As previously disclosed, on March 1, 2018 we announced a $100 million accelerated share repurchase agreement (“ASR Agreement”) with Bank of America, N.A. (“BofAML”). Pursuant to the terms of the ASR Agreement, we paid BofAML $100 million in cash. On March 6, 2018, we received an initial delivery of approximately 1.3 million shares of common stock for $78.0 million or 78% of the total ASR Agreement. The remaining $22.0 million of the ASR Agreement was completed May 14, 2018, delivering approximately 400,000 additional shares. Under the completed ASR Agreement, approximately 1.7 million shares were repurchased for $100.0 million.
The company does not expect to repurchase any more shares in 2018 after the current trading plan expires in early August.
We paid a cash dividend of approximately $7.2 million ($0.225 per common share) during the second quarter of 2018. Subsequent to the second quarter, on August 1, 2018, our Board of Directors declared a third quarter dividend of $0.225 per common share (approximately $7.2 million based on current shareholders of record). The dividend will be paid on August 24, 2018 to shareholders of record as of the close of business on August 13, 2018. The declaration and payment of any future dividends will be at the discretion of our Board of Directors, subject to the company’s financial results, cash requirements, and other factors deemed relevant by our Board of Directors.

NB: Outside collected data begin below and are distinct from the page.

PR #408, opened 2024-12-03
Support Literal and Union/Optional types on structs. Fixes #405

### LINKED ISSUE #405: `typing.Literal` not supported as struct field type
```python
from csp import Struct
from typing import Literal

class Test(Struct):
    # easy
    x: Literal["abc", "def"]
    # harder, promote to `object`
    y: Literal[1, True, "abc", ['d', 'e'], {"f": "g"}]
```

ptomecek:
Fixes #405. 
In particular, since the type annotations are preserved when calling `.metadata(typed=True)`, they can then be used for runtime validation, which would not be the case if "str" (in the case of Literal) or object (in the case of Union) was used directly, Of course, by using Union one loses the benefits of being able to operate on the data in C++, but this is already true of "object", so the validation capabilities are a strict improvement.

### DIFF
--- a/csp/impl/types/container_type_normalizer.py
+++ b/csp/impl/types/container_type_normalizer.py
@@ -73,12 +73,28 @@ class ContainerTypeNormalizer:
     def normalized_type_to_actual_python_type(cls, typ, level=0):
         if isinstance(typ, typing_extensions._AnnotatedAlias):
             typ = CspTypingUtils.get_origin(typ)
+
         if CspTypingUtils.is_generic_container(typ):
-            if CspTypingUtils.get_origin(typ) is FastList and level == 0:
+            origin = CspTypingUtils.get_origin(typ)
+            if origin is FastList and level == 0:
                 return [cls.normalized_type_to_actual_python_type(typ.__args__[0], level + 1), True]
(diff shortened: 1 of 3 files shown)


csp/impl/types/container_type_normalizer.py
```diff
@@ -73,12 +73,28 @@ def _convert_containers_to_typing_generic_meta(cls, typ, is_within_container):
...
+            if origin in (typing.Literal, typing_extensions.Literal):  # Not the same in python 3.8/3.9
+                # Import here to prevent circular import
+                from csp.impl.types.instantiation_type_resolver import UpcastRegistry
+
+                args = typing.get_args(typ)
+                typ = type(args[0])
+                for arg in args[1:]:
+                    typ = UpcastRegistry.instance().resolve_type(typ, type(arg), raise_on_error=False)
+                if typ:
+                    return typ
```
AdamGlustein, line 92: Does this work for user-defined types i.e. `Literal[MyClass]`?

ptomecek: Yes, I just updated the test case `test_literal` to cover this as well.

AdamGlustein (approved):

PR #422, opened 2025-01-03
Bugfix PyPushGroup refcount, need to hold a ref around in case it dro…

robambalu:
…ps out of scope before engine runtimegym


AdamGlustein (approved):
LGTM

PR #426, opened 2025-01-09
Fix #425 and add more tests

### LINKED ISSUE #425: version 0.0.6 improper type handling on Optional[List]
**Describe the bug**
Having an `Optional[List[]]` in a`csp.node` or graph causes an argument mismatch if a non-null value is supplied.

**To Reproduce**

```python
import csp

from csp import ts
from typing import Optional, List

@csp.node
def my_node_fails(
    x: ts[int],
    my_data: Optional[List[int]] = None
) -> ts[int]:
    if csp.ticked(x):
        return my_data[0] if my_data else x

@csp.node
def my_node_works(
    x: ts[int],
    my_data: Optional[list] = None
)-> ts[int]:
    if csp.ticked(x):
        return my_data[0] if my_data else x

res = csp.run(
    my_node_works,
    x=csp.const(10),
    my_data=[],
    starttime=datetime.utcnow(),
    endtime=timedelta(1)
)
assert res[0][0][1] == 10

res2 = csp.run(
    my_node_fails,
    x=csp.const(10),
    my_data=None,  # works
    starttime=datetime.utcnow(),
    endtime=timedelta(1)
)
assert res2[0][0][1] == 10

# FAILS
res3 = csp.run(
    my_node_fails,
    x=csp.const(10),
    my_data=[],
    starttime=datetime.utcnow(),
    endtime=timedelta(1)
)
assert res3[0][0][1] == 10
```

**Expected behavior**
No arg mismatch error

**Error Message**
```
ArgTypeMismatchError                      Traceback (most recent call last)
Cell In[17], [line 41](vscode-notebook-cell:?execution_count=17&line=41)
     [32](vscode-notebook-cell:?execution_count=17&line=32) res2 = csp.run(
     [33](vscode-notebook-cell:?execution_count=17&line=33)     my_node_fails,
     [34](vscode-notebook-cell:?execution_count=17&line=34)     x=csp.const(10),
   (...)
     [37](vscode-notebook-cell:?execution_count=17&line=37)     endtime=timedelta(1)
     [38](vscode-notebook-cell:?execution_count=17&line=38) )
     [39](vscode-notebook-cell:?execution_count=17&line=39) assert res2[0][0][1] == 10
---> [41](vscode-notebook-cell:?execution_count=17&line=41) res3 = csp.run(
     [42](vscode-notebook-cell:?execution_count=17&line=42)     my_node_fails,
     [43](vscode-notebook-cell:?execution_count=17&line=43)     x=csp.const(10),
     [44](vscode-notebook-cell:?execution_count=17&line=44)     my_data=[],
     [45](vscode-notebook-cell:?execution_count=17&line=45)     starttime=datetime.utcnow(),
     [46](vscode-notebook-cell:?execution_count=17&line=46)     endtime=timedelta(1)
     [47](vscode-notebook-cell:?execution_count=17&line=47) )
     [48](vscode-notebook-cell:?execution_count=17&line=48) assert res3[0][0][1] == 10


ArgTypeMismatchError: In function my_node_fails: Expected typing.Optional[typing.List[int]] for argument 'my_data', got [] (list)
```
**Runtime Environment**
Output from 
`import sys, csp; print(csp.__version__); print(sys.version); print(sys.platform)`.

```
0.0.6
3.11.10 | packaged by conda-forge | (main, Oct 16 2024, 01:27:36) [GCC 13.3.0]
linux
```

NeejWeej:
Fixes #425

### DIFF
--- a/csp/tests/test_type_checking.py
+++ b/csp/tests/test_type_checking.py
@@ -5,6 +5,7 @@ import re
 import typing
 import unittest
 from datetime import datetime, time, timedelta
+from typing import Callable, Dict, List, Optional
 
 import csp
 import csp.impl.types.instantiation_type_resolver as type_resolver
@@ -621,6 +622,46 @@ class TestTypeChecking(unittest.TestCase):
 
         csp.run(main, starttime=datetime.utcnow(), endtime=timedelta())
 
+    def test_typed_to_untyped_container_wrong(self):
+        @csp.graph
+        def g1(d: csp.ts[dict]):
+            pass
+
+        @csp.graph
+        def g2(d: csp.ts[set]):
+            pass
+
+        @csp.graph
+        def g3(d: csp.ts[list]):
+            pass
+
+        def main():
+            # This should fail - wrong key type in Dict
+            if USE_PYDANTIC:
+                msg = "(?s)1 validation error for csp.const.*Input should be a valid integer \\[type=int_type"
+            else:
+                msg = "In function csp\\.const: Expected ~T for argument 'value', got .* \\(dict\\)\\(T=typing\\.Dict\\[int, int\\]\\)"
+            with self.assertRaisesRegex(TypeError, msg):
+                g1(d=csp.const.using(T=typing.Dict[int, int])({"a": 10}))
+
+            # This should fail - wrong element type in Set
+            if USE_PYDANTIC:
+                msg = "(?s)1 validation error for csp.const.*Input should be a valid integer \\[type=int_type"
+            else:
+                msg = "In function csp\\.const: Expected ~T for argument 'value', got .* \\(set\\)\\(T=typing\\.Set\\[int\\]\\)"
+            with self.assertRaisesRegex(TypeError, msg):
+                g2(d=csp.const.using(T=typing.Set[int])(set(["z"])))
+
+            # This should fail - wrong element type in List
+            if USE_PYDANTIC:
+                msg = "(?s)1 validation error for csp.const.*Input should be a valid integer \\[type=int_type"
+            else:
+                msg = "In function csp\\.const: Expected ~T for argument 'value', got .* \\(list\\)\\(T=typing\\.List\\[int\\]\\)"
+            with self.assertRaisesRegex(TypeError, msg):
+                g3(d=csp.const.using(T=typing.List[int])(["d"]))
+
+        csp.run(main, starttime=datetime.utcnow(), endtime=timedelta())
+
     def test_time_tzinfo(self):
         import pytz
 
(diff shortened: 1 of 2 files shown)


csp/tests/test_type_checking.py
```diff
@@ -670,6 +711,136 @@ def g():
...
+                node_optional_list_untyped(csp.const(10), None)
+                node_optional_list_untyped(csp.const(10), {9: 10} if use_dict else [9])
+
+                # Optional[List[int]] tests
+                node_optional_list_typed(csp.const(10), None)
+                node_optional_list_typed(csp.const(10), {} if use_dict else [])
+                node_optional_list_typed(csp.const(10), {9: 10} if use_dict else [9])
+
+                # Here the List/Dict type hints don't match the signature
+                # But, for backwards compatibility (as this was the behavior with Optional in version 0.0.5)
```
NeejWeej, line 783: So, it seems that in `0.0.5`, the behavior with `Optional[List[int]]`, for example, was to just check the outer level and then allow anything inside the list. So like, `["a"]` would pass. This feels wrong, but not sure if it's worth it to break the backwards compatibility, especially since the pydantic version fixes this anyway and I imagine we want to move there anyways.

csp/tests/test_type_checking.py
```diff
@@ -670,6 +711,136 @@ def g():
...
+            # These should work for both typed and untyped
+            node_optional_callable_typed(csp.const(10), None)
+            node_optional_callable_untyped(csp.const(10), None)
+
+            # These should also work - valid callables
+            node_optional_callable_typed(csp.const(10), lambda x: x + 1)
+            node_optional_callable_untyped(csp.const(10), lambda x: 2 * x)
+
+            # Here the Callable's type hints don't match the signature
+            # but we allow anyways, both with the pydantic version and without
```
NeejWeej, line 823: In 0.0.5, the `Callable` type hint didn't seem to do anything, but `Optional[Callable]` would even reject Callables, but accept `None` values

csp/tests/test_type_checking.py
ptomecek: The pydantic type checking fixes a bunch of weird bugs with the old type checking. As you said, I don't think it's worth fixing this in the old type checking. For 0.0.7, I think we should

1. Switch to use pydantic type checking by default (while still being able to turn it off via the env var)
2. Make sure all your corner cases are passing - feel free to add extra tests.

NeejWeej: Down with all of them. So then, should this change be to just return to the past behavior of 0.0.5, because it did have issues, like with Callable here: 

https://github.com/Point72/csp/pull/426#discussion_r1908699106

Or should we just keep the old behavior as-is, to not force changes onto users who might have previously working code break, without switching to the pydantic version. Im down with either approach

PR #428, opened 2025-01-16
Allow enums and structs to be handled by pydantic

NeejWeej:


csp/tests/impl/test_struct.py
```diff
@@ -2995,6 +2996,547 @@ class StructWithUnion(csp.Struct):
...
+            scores: List[float]
+
+        # Valid data
+        valid_data = {"value": 11, "name": "ya", "scores": [1.1, 2.2, 3.3]}
+        result = TypeAdapter(SimpleStruct).validate_python(valid_data)
+        self.assertIsInstance(result, SimpleStruct)
+        self.assertEqual(result.value, 11)
+        self.assertEqual(result.name, "ya")
+        self.assertEqual(result.scores, [1.1, 2.2, 3.3])
+
```
ptomecek, line 3015: Please add a test for `TypeAdapter(SimpleStruct).validate_python(SimpleStruct(value=1,scores=[1]))` and also below, check that validation will coerce the data on the struct to the right type/annotations.

ptomecek (approved):

ptomecek (changes requested):
Some comments left in the review about testing, might need some small modifications to get this to work. Overall though, I like the approach and also think this adds very powerful functionality to csp around serialization/integration with other tools (like FastAPI).

ptomecek:
Once we merge this, we should create an issue for adding documentation about this functionality to the wiki page about pydantic compatibility of csp structs.

csp/tests/impl/test_struct.py
ptomecek: Also we should test what happens if the struct contains a reference to a custom pure-python (non-pydantic) class. Will pydantic behave as it does with `allow_arbitrary_types=True`?

NeejWeej: As discussed, we chose to not re-validate. Users can just call `to_dict` before passing the dict to the TypeAdapter to get the validation. Now, if the type is correct we just pass-through. Also supports pure-python classes now (just checks that the class is correct)

NeejWeej: > Also we should test what happens if the struct contains a reference to a custom pure-python (non-pydantic) class. Will pydantic behave as it does with `allow_arbitrary_types=True`?

Tested here:
https://github.com/Point72/csp/pull/428/files#diff-16e10f816ba9638999d038fb8bd076b4021e901b60e548b1bc392b6191026687R3084

ptomecek (changes requested):
I noticed that the unit test is often using `result.to_json` to generate the json from the result, which does *not* go through the pydantic logic (rather it uses the native csp functionality). To go through the pydantic serialization logic, one should call `TypeAdapter(cls).dump_json()`, which will pick up any serializers in the annotations (whereas `to_json` will not).

I think we should be a bit more explicit in the tests. When testing pydantic round-trip of serialization/deserialization, use the Type adapter, and then have a separate test which checks that for basic types (and no custom serializers) that `TypeAdapter.dump_json` and `Struct.to_json` return the same thing.

NeejWeej:
> I noticed that the unit test is often using `result.to_json` to generate the json from the result, which does _not_ go through the pydantic logic (rather it uses the native csp functionality). To go through the pydantic serialization logic, one should call `TypeAdapter(cls).dump_json()`, which will pick up any serializers in the annotations (whereas `to_json` will not).
> 
> I think we should be a bit more explicit in the tests. When testing pydantic round-trip of serialization/deserialization, use the TypeAdapter, and then have a separate test which checks that for basic types (and no custom serializers) that `TypeAdapter.dump_json` and `Struct.to_json` return the same thing.

Added these tests, and actually they found a bug. 

Separately, Pydantic and csp give different results for datetime serializations to string, since by default, pydantic gives only second precision. This can be bypassed with a custom serializer (which is demonstrated with this test here: https://github.com/Point72/csp/pull/428/files#diff-16e10f816ba9638999d038fb8bd076b4021e901b60e548b1bc392b6191026687R3649
)

NeejWeej:
Notably, the csp behavior with csp Enums is to serialize them to a string when calling `to_dict`

```python
import csp

class MyEnum(csp.Enum):
    OPTION1 = csp.Enum.auto()
    OPTION2 = csp.Enum.auto()

class DummyS(csp.Struct):
    e: MyEnum = MyEnum.OPTION1

val = DummyS()
print(f'{val.to_dict(), val.e =  }')
```

We intentionally let the pydantic route maintain the Enum class when converting to a dict (this is covered in the tests)

ptomecek:
> Notably, the csp behavior with csp Enums is to serialize them to a string when calling `to_dict`
> 
> ```python
> import csp
> 
> class MyEnum(csp.Enum):
>     OPTION1 = csp.Enum.auto()
>     OPTION2 = csp.Enum.auto()
> 
> class DummyS(csp.Struct):
>     e: MyEnum = MyEnum.OPTION1
> 
> val = DummyS()
> print(f'{val.to_dict(), val.e =  }')
> ```
> 
> We intentionally let the pydantic route maintain the Enum class when converting to a dict (this is covered in the tests)

I think this makes sense, as this is what pydantic would do for regular python enums and string enums (unless converting to json)

ptomecek (approved):

NeejWeej:
As discussed, since csp treats underscore attributes as first class, but pydantic doesnt, we agreed on this behavior:

- Underscore attributes are ignored by pydantic, but pass-through to the underlying csp struct. So no type checks or validation, but they can still populate the csp Struct
- Since we ignore underscore attributes with pydantic, dumping to json or python via the pydantic route (from a BaseModel or with a TypeAdapter) will exclude the underscore attributes on the csp struct

NeejWeej:
For classes without a pydantic schema, we perform one level of validation, then, we use an 'any_schema' to err on the side of caution to not erroneously throw validation errors. We pass the attribute onto csp to allow it to decide.

ptomecek (approved):
Thank you for all the additional testing, which certainly brought out a number of edge cases we didn't originally think of. With all the additional test cases you've added and downstream testing, I am comfortable with the application of these changes in real-world usage.

robambalu (approved):

Issue #414, opened 2024-12-09
Improper handling bad Kafka brokers


NeejWeej:
**Describe the bug**
If the broker specified is not running, then sometimes the graph just hangs, and cannot be killed with ctrl + C

If group_id is NOT set, then having either a publish or subscribe call from the KafkaAdapterManager will cause the graph to just hang, and not be killed by ctrl + C
If group_id IS set, then having JUST a subscribe call doesn't cause an issue (graph runs, no error, but subscribing doesnt work since the broker is bad), but having a publish call causes the hang described above.

**To Reproduce**

```python
import os
from datetime import datetime, timedelta
import csp
from csp.adapters.kafka import (
    KafkaAdapterManager,
    RawTextMessageMapper,
)

class JSONMessage(csp.Struct):
    text: str

@csp.graph
def json_graph():
    # bad broker
    broker = "localhost:9092"
    group_id = None
    # group_id = "foo1919191"
    kerberos_keytab = "MY_KEYTAB"
    user_principal = "ME"
    ssl_ca_location = "/MY_SSL_LOCATION"
    kafka = KafkaAdapterManager(
        group_id=group_id,
        broker=broker,
        sasl_kerberos_keytab=kerberos_keytab,
        sasl_kerberos_principal=user_principal,
        ssl_ca_location=ssl_ca_location,
        auth=True,
    )
    topic = "my_test_topic"
    field_map = {"": "text"}
    msg_mapper = RawTextMessageMapper()
    data = kafka.subscribe(ts_type=JSONMessage, msg_mapper=msg_mapper, topic=topic, field_map=field_map, key="test_key124")
    csp.print("data", data)
    kafka.publish(msg_mapper, x=csp.const("heyyyy"), topic="my_test_topic", key="test_key124")
print('starting...')
csp.run(json_graph, starttime=datetime.utcnow(), endtime=timedelta(seconds=2), realtime=True)
```

**Expected behavior**
An error or warning if the broker is invalid

robambalu:
@NeejWeej please confirm if you see this with the latest 0.0.6 release

NeejWeej:
On 0.0.6 I see this behavior:

Regardless of if group_id is set, having JUST a subscribe call throws this error now:

> RuntimeError: KafkaAdapterManager.cpp:forceShutdown:140:RuntimeException: Kafka fatal error. Local: All broker connections are down1/1 brokers are down

Including a publish call (regardless of if group_id is set) still causes the hang.

PR #433, opened 2025-01-30
flagReplayComplete for  wildcard subscribers, fix bad broker publish hang

NeejWeej:
This PR accomplishes the following:
- Fix publisher hanging on invalid broker (it just kept trying to flush and timing out in its poll thread)
- Fix wildcard (no key set) subscriptions, which were previously not calling `flagReplayComplete` UNTIL a message came in, so if no message came, it would hang

### DIFF
--- a/cpp/csp/adapters/kafka/KafkaConsumer.h
+++ b/cpp/csp/adapters/kafka/KafkaConsumer.h
@@ -28,6 +28,7 @@ public:
     void setNumPartitions( const std::string & topic, size_t num );
 
     void forceReplayCompleted();
+    KafkaSubscriber* getWildcardSubscriber(const std::string& topic);
 
 private:
     //should align with python side enum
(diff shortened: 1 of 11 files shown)


NeejWeej:
Addresses https://github.com/Point72/csp/issues/414

cpp/csp/adapters/kafka/KafkaConsumer.h
```diff
@@ -46,6 +46,22 @@ class KafkaConsumer
         KafkaSubscriber *  wildcardSubscriber = nullptr;
         std::vector<bool>  partitionLive;
         bool               flaggedReplayComplete = false;
+
+        void markReplayComplete() {
```
robambalu, line 50: nit: style - newline before curly brace, no space between if and (

robambalu (approved):

PR #442, opened 2025-02-07
Allow pulling Kafka timestamp from message, allow skipping kafka data…

NeejWeej:
… before start

Add extract_timestamp_from_field option to Kafka subscriptions. We already deal with Kafka timestamps possibly being unordered by allowing adjust_out_of_order_time, and this is very helpful for replaying ticks from Kafka at the correct time historically

Add include_msg_before_start_time option to Kafka subscriptions to allow filtering out messages if they are before engine start time. The default is True, in which case, 'adjust_out_of_order_time' should be set to True.

This is would change behavior, in that if 'adjust_out_of_order_time' is False, this would crash. To avoid that, for backwards compatibility, if `adjust_out_of_order_time` is False, and we get a message that is before engine start time, we push live

### DIFF
--- a/cpp/csp/adapters/kafka/KafkaInputAdapter.h
+++ b/cpp/csp/adapters/kafka/KafkaInputAdapter.h
@@ -21,11 +21,7 @@ public:
 private:
     inline bool shouldPushLive( bool pushLive, const DateTime& msgTime )
     {
-        // This function encapsulates the logic for determining if a message should be pushed live
-        // For backwards compatibility, if adjustOutOfOrderTime is
-        // False, and the msgTime is before the engine start time, we push live
-        return pushLive || flaggedLive() || msgTime.isNone() || 
-               (msgTime < rootEngine()->startTime() && !adjustOutOfOrderTime());
+        return pushLive || flaggedLive() || msgTime.isNone();
     }
 
     inline bool shouldProcessMessage( bool pushLive, const DateTime& msgTime )
--- a/cpp/csp/adapters/kafka/KafkaInputAdapter.h
+++ b/cpp/csp/adapters/kafka/KafkaInputAdapter.h
@@ -19,12 +19,12 @@ public:
     void processMessage( RdKafka::Message* message, bool live, csp::PushBatch* batch );
 
 private:
-    inline bool shouldPushLive( bool pushLive, const DateTime& msgTime )
+    inline bool shouldPushLive( bool pushLive, DateTime msgTime )
     {
         return pushLive || flaggedLive() || msgTime.isNone();
     }
 
-    inline bool shouldProcessMessage( bool pushLive, const DateTime& msgTime )
+    inline bool shouldProcessMessage( bool pushLive, DateTime msgTime )
     {
         // This function encapsulates the logic for determining if a message should be processed
         // live always goes through, otherwise, we filter out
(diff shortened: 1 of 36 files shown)


cpp/csp/adapters/kafka/KafkaInputAdapter.h
```diff
@@ -19,12 +19,29 @@ class KafkaInputAdapter final: public PushPullInputAdapter
     void processMessage( RdKafka::Message* message, bool live, csp::PushBatch* batch );
 
 private:
+    inline bool shouldPushLive( bool pushLive, const DateTime& msgTime )
```
robambalu, line 22: pass DateTime by value not ref ( its only 8 bytes )

cpp/csp/adapters/kafka/KafkaInputAdapter.h
```diff
@@ -19,12 +19,29 @@ class KafkaInputAdapter final: public PushPullInputAdapter
...
+    {
+        return pushLive || flaggedLive() || msgTime.isNone();
+    }
+
+    inline bool shouldProcessMessage( bool pushLive, const DateTime& msgTime )
```
robambalu, line 27: here as well

cpp/csp/engine/PushPullInputAdapter.h
```diff
@@ -33,6 +33,7 @@ class PushPullInputAdapter : public PushInputAdapter
     virtual PullDataEvent * nextPullEvent();
 
     bool flaggedLive() const { return m_notifiedEndOfPull; }
+    bool adjustOutOfOrderTime() const { return m_adjustOutOfOrderTime; }
```
robambalu, line 36: do you still need this exposed?

csp/adapters/kafka.py
```diff
@@ -136,7 +136,30 @@ def subscribe(
...
+                    Note: In this "wildcard" mode, all messages will be marked as "live"
+        :param field_map: Dictionary of {message_field: struct_field} mapping or string for single field mapping
+        :param meta_field_map: Dictionary mapping kafka metadata to struct fields. Supported fields:
+                    - "partition": Kafka partition number
+                    - "offset": Message offset
+                    - "live": Whether message is live or replay
+                    - "timestamp": Kafka message timestamp
+                    - "key": Message key
+        :param push_mode: Mode for handling incoming messages (LAST_VALUE, NON_COLLAPSING, BURST)
+        :param adjust_out_of_order_time: Allow out-of-order messages by forcing time to max(time, prev_time)
```
robambalu, line 158: lets mention this is only while in replay mode

csp/adapters/kafka.py
```diff
@@ -136,7 +136,30 @@ def subscribe(
...
+        :param extract_timestamp_from_field: Override engine tick time using this struct field.
```
robambalu, line 159: not a fan of this argname since it can be interpreted as doing what metafield 'timestamp' does
maybe tick_timestamp_from_field?
Also mention that its only used while in replay mode

csp/adapters/kafka.py
```diff
@@ -136,7 +136,30 @@ def subscribe(
...
+                    Only works without group_id.
```
robambalu, line 160: dont think we need to mention group id here, can be confusing, just "only during sim replay"

robambalu (changes requested):

cpp/csp/engine/PushPullInputAdapter.h
NeejWeej: No we don't, will remove

robambalu (approved):

PR #444, opened 2025-02-10
Enable full stack trace if CSP_PRINT_EXCEPTION_FULL_STACK is set

### LINKED ISSUE #443: Ability to set `ExceptionContext.PRINT_EXCEPTION_FULL_STACK` with an env variable
For csp applications that have been pre-packaged, it can be difficult to set `ExceptionContext.PRINT_EXCEPTION_FULL_STACK` to get a full stack trace.

Expose `CSP_PRINT_EXCEPTION_FULL_STACK` env variable that would set the variable on `ExceptionContext`

arhamchopra:
Fixes #443

### DIFF
--- a/csp/__init__.py
+++ b/csp/__init__.py
@@ -40,3 +40,8 @@ def get_include_path():
 
 def get_lib_path():
     return os.path.join(os.path.dirname(__file__), "lib")
+
+
+if os.environ.get("CSP_PRINT_FULL_EXCEPTION_STACK", "0").lower() in ("1", "on", "true"):
+    # Print full stack trace if CSP_PRINT_FULL_EXCEPTION_STACK is set in the environment
+    set_print_full_exception_stack(True)


csp/__init__.py
```diff
@@ -40,3 +40,8 @@ def get_include_path():
 
 def get_lib_path():
     return os.path.join(os.path.dirname(__file__), "lib")
+
+
+if os.environ.get("CSP_PRINT_EXCEPTION_FULL_STACK", "0").lower() in ("1", "on"):
```
NeejWeej, line 45: maybe also check for "true"?

AdamGlustein: Only comment is the function is called `*full_exception_stack` but the variable is called `*EXCEPTION_FULL_STACK`. The former makes more sense to me.

AdamGlustein (approved):

PR #361, opened 2016-02-19
Made public the function bind(value:atIndex:) of class Statement

aaresu:
I have made public the function to use it when I want to research better performance for working with large dataset.


jberkel:
Why is this needed?

NathanFallet (approved):
Need to check if new CI tests are passing, but looks great!

jberkel:
As I said before, I'm not sure what this is trying to solve. There's also a pointless addition of a file already present in the repo (possibly due to merge).

NathanFallet:
So this should not be merged?

jberkel:
No, let's close this.

PR #375, opened 2016-03-19
Swift22 fixes

SebastianOsinski:
This PR resolves build errors in test target connected with change in declaration of one of XCTest methods (String was replaced with StaticString). It also resolves all warnings about deprecation of ++ operators etc. This PR should be merged after official release of Xcode 7.3.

Revenue Recognition and Income Statement Presentation
On January 1, 2018, we adopted the new revenue recognition standard using the modified retrospective method. Under the modified retrospective method, prior period results were not restated to reflect the impact of Topic 606, resulting in reduced comparability between 2018 and 2017 operating results. The impact of adoption includes the following:
|(in thousands, except for per share amounts)|
|Three Months Ended||Six Months Ended|
|July 1, 2018||July 1, 2018|
|Total revenue impact (a)||$||1,814||$||4,250|
|Pre-tax income impact (b)||(1,375||)||(1,860||)|
|(a)||The increase in total revenues of $1.8 million and $4.3 million for the three and six months ended July 1, 2018, respectively, is primarily due to the requirement to present revenues and expenses related to marketing funds we control on a “gross” basis. This increase was partially offset by lower company-owned restaurant revenues attributable to the revised method of accounting for the loyalty program. The marketing fund gross up is reported in the new financial statement line items, Other revenues and Other expenses, as discussed further below.|
|(b)||The $1.4 million and $1.9 million decreases in pre-tax income for the three and six months ended July 1, 2018 are primarily due to the revised method of accounting for the loyalty program, marketing fund co-ops we control and franchise fees.|
Additional detail on the adoption and 2018 impact of the new revenue recognition standard can be found in our Form 10-Q for the quarterly period ended July 1, 2018 filed with the SEC.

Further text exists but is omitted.